# Directions for this task:
Could you output the entire listing without altering anything?

===

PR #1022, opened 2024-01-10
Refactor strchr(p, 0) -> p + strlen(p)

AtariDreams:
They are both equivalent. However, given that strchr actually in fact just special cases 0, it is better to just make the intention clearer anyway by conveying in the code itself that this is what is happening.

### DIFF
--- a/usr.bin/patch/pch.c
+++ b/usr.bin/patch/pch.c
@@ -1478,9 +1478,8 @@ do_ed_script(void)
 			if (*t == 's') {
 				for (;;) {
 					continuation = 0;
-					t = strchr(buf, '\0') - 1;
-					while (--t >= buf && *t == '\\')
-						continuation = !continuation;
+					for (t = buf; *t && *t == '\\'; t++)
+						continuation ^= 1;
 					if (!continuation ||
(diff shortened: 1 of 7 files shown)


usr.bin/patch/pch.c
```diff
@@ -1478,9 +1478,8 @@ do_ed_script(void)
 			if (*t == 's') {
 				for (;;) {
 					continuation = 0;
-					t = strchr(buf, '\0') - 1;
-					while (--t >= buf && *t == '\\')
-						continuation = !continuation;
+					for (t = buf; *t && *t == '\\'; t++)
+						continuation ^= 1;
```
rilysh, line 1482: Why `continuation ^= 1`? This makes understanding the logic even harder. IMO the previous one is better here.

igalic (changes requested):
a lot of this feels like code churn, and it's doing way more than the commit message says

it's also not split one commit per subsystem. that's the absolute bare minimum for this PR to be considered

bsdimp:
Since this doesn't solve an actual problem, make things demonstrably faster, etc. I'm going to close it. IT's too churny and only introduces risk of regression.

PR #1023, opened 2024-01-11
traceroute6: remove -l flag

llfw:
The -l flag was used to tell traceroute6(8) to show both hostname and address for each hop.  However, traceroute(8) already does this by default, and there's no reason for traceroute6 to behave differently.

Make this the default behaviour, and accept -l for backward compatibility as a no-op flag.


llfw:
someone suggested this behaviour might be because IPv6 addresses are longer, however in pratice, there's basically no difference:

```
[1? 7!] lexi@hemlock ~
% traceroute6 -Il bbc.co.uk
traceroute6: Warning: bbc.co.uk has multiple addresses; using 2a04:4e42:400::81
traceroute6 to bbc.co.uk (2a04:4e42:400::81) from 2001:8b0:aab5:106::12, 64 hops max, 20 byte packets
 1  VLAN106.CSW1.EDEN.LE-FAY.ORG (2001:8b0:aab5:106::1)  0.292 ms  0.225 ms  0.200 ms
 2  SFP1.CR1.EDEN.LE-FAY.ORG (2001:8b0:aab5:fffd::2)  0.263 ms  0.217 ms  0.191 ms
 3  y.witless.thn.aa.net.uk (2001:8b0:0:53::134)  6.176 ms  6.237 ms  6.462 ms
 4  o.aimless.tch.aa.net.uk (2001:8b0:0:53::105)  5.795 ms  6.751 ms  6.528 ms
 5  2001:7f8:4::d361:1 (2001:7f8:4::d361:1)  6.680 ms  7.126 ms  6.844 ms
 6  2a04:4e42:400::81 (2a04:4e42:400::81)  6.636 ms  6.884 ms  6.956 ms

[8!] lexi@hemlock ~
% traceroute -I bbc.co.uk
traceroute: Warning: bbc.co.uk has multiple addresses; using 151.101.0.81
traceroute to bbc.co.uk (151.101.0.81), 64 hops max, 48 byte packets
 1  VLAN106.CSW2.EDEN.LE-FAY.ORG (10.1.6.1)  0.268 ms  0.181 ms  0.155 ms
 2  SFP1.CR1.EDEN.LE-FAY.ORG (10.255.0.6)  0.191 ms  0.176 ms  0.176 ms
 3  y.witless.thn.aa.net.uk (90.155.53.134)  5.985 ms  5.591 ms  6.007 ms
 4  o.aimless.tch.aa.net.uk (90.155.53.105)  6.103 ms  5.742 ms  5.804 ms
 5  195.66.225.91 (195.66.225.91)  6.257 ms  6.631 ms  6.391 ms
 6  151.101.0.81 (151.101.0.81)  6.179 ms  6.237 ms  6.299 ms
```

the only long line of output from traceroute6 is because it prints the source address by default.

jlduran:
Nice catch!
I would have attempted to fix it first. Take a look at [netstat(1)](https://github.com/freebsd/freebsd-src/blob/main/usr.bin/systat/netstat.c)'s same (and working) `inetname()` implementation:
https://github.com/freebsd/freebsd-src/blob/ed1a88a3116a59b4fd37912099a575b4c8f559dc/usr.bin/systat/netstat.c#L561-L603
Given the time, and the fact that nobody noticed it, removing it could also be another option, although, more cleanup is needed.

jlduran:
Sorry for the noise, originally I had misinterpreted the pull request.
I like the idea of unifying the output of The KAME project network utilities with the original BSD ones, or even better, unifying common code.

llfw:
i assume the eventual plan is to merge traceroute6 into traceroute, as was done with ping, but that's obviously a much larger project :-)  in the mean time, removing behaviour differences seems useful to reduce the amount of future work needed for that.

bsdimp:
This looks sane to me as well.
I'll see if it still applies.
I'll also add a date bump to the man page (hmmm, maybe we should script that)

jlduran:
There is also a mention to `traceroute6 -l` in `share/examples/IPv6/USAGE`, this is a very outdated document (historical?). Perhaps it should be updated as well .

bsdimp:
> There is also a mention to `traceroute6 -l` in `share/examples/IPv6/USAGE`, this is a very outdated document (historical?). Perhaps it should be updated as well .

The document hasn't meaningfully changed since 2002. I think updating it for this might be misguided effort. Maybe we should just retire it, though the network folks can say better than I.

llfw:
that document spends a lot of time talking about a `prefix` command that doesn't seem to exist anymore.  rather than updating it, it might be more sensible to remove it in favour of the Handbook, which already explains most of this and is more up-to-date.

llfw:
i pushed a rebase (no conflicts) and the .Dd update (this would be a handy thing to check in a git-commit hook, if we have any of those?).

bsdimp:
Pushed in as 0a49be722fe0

===

# Written answer:
PR #1022, opened 2024-01-10
Refactor strchr(p, 0) -> p + strlen(p)

AtariDreams:
They are both equivalent. However, given that strchr actually in fact just special cases 0, it is better to just make the intention clearer anyway by conveying in the code itself that this is what is happening.

### DIFF
--- a/usr.bin/patch/pch.c
+++ b/usr.bin/patch/pch.c
@@ -1478,9 +1478,8 @@ do_ed_script(void)
 			if (*t == 's') {
 				for (;;) {
 					continuation = 0;
-					t = strchr(buf, '\0') - 1;
-					while (--t >= buf && *t == '\\')
-						continuation = !continuation;
+					for (t = buf; *t && *t == '\\'; t++)
+						continuation ^= 1;
 					if (!continuation ||
(diff shortened: 1 of 7 files shown)


usr.bin/patch/pch.c
```diff
@@ -1478,9 +1478,8 @@ do_ed_script(void)
 			if (*t == 's') {
 				for (;;) {
 					continuation = 0;
-					t = strchr(buf, '\0') - 1;
-					while (--t >= buf && *t == '\\')
-						continuation = !continuation;
+					for (t = buf; *t && *t == '\\'; t++)
+						continuation ^= 1;
```
rilysh, line 1482: Why `continuation ^= 1`? This makes understanding the logic even harder. IMO the previous one is better here.

igalic (changes requested):
a lot of this feels like code churn, and it's doing way more than the commit message says

it's also not split one commit per subsystem. that's the absolute bare minimum for this PR to be considered

bsdimp:
Since this doesn't solve an actual problem, make things demonstrably faster, etc. I'm going to close it. IT's too churny and only introduces risk of regression.

PR #1023, opened 2024-01-11
traceroute6: remove -l flag

llfw:
The -l flag was used to tell traceroute6(8) to show both hostname and address for each hop.  However, traceroute(8) already does this by default, and there's no reason for traceroute6 to behave differently.

Make this the default behaviour, and accept -l for backward compatibility as a no-op flag.


llfw:
someone suggested this behaviour might be because IPv6 addresses are longer, however in pratice, there's basically no difference:

```
[1? 7!] lexi@hemlock ~
% traceroute6 -Il bbc.co.uk
traceroute6: Warning: bbc.co.uk has multiple addresses; using 2a04:4e42:400::81
traceroute6 to bbc.co.uk (2a04:4e42:400::81) from 2001:8b0:aab5:106::12, 64 hops max, 20 byte packets
 1  VLAN106.CSW1.EDEN.LE-FAY.ORG (2001:8b0:aab5:106::1)  0.292 ms  0.225 ms  0.200 ms
 2  SFP1.CR1.EDEN.LE-FAY.ORG (2001:8b0:aab5:fffd::2)  0.263 ms  0.217 ms  0.191 ms
 3  y.witless.thn.aa.net.uk (2001:8b0:0:53::134)  6.176 ms  6.237 ms  6.462 ms
 4  o.aimless.tch.aa.net.uk (2001:8b0:0:53::105)  5.795 ms  6.751 ms  6.528 ms
 5  2001:7f8:4::d361:1 (2001:7f8:4::d361:1)  6.680 ms  7.126 ms  6.844 ms
 6  2a04:4e42:400::81 (2a04:4e42:400::81)  6.636 ms  6.884 ms  6.956 ms

[8!] lexi@hemlock ~
% traceroute -I bbc.co.uk
traceroute: Warning: bbc.co.uk has multiple addresses; using 151.101.0.81
traceroute to bbc.co.uk (151.101.0.81), 64 hops max, 48 byte packets
 1  VLAN106.CSW2.EDEN.LE-FAY.ORG (10.1.6.1)  0.268 ms  0.181 ms  0.155 ms
 2  SFP1.CR1.EDEN.LE-FAY.ORG (10.255.0.6)  0.191 ms  0.176 ms  0.176 ms
 3  y.witless.thn.aa.net.uk (90.155.53.134)  5.985 ms  5.591 ms  6.007 ms
 4  o.aimless.tch.aa.net.uk (90.155.53.105)  6.103 ms  5.742 ms  5.804 ms
 5  195.66.225.91 (195.66.225.91)  6.257 ms  6.631 ms  6.391 ms
 6  151.101.0.81 (151.101.0.81)  6.179 ms  6.237 ms  6.299 ms
```

the only long line of output from traceroute6 is because it prints the source address by default.

jlduran:
Nice catch!
I would have attempted to fix it first. Take a look at [netstat(1)](https://github.com/freebsd/freebsd-src/blob/main/usr.bin/systat/netstat.c)'s same (and working) `inetname()` implementation:
https://github.com/freebsd/freebsd-src/blob/ed1a88a3116a59b4fd37912099a575b4c8f559dc/usr.bin/systat/netstat.c#L561-L603
Given the time, and the fact that nobody noticed it, removing it could also be another option, although, more cleanup is needed.

jlduran:
Sorry for the noise, originally I had misinterpreted the pull request.
I like the idea of unifying the output of The KAME project network utilities with the original BSD ones, or even better, unifying common code.

llfw:
i assume the eventual plan is to merge traceroute6 into traceroute, as was done with ping, but that's obviously a much larger project :-)  in the mean time, removing behaviour differences seems useful to reduce the amount of future work needed for that.

bsdimp:
This looks sane to me as well.
I'll see if it still applies.
I'll also add a date bump to the man page (hmmm, maybe we should script that)

jlduran:
There is also a mention to `traceroute6 -l` in `share/examples/IPv6/USAGE`, this is a very outdated document (historical?). Perhaps it should be updated as well .

bsdimp:
> There is also a mention to `traceroute6 -l` in `share/examples/IPv6/USAGE`, this is a very outdated document (historical?). Perhaps it should be updated as well .

The document hasn't meaningfully changed since 2002. I think updating it for this might be misguided effort. Maybe we should just retire it, though the network folks can say better than I.

llfw:
that document spends a lot of time talking about a `prefix` command that doesn't seem to exist anymore.  rather than updating it, it might be more sensible to remove it in favour of the Handbook, which already explains most of this and is more up-to-date.

llfw:
i pushed a rebase (no conflicts) and the .Dd update (this would be a handy thing to check in a git-commit hook, if we have any of those?).

bsdimp:
Pushed in as 0a49be722fe0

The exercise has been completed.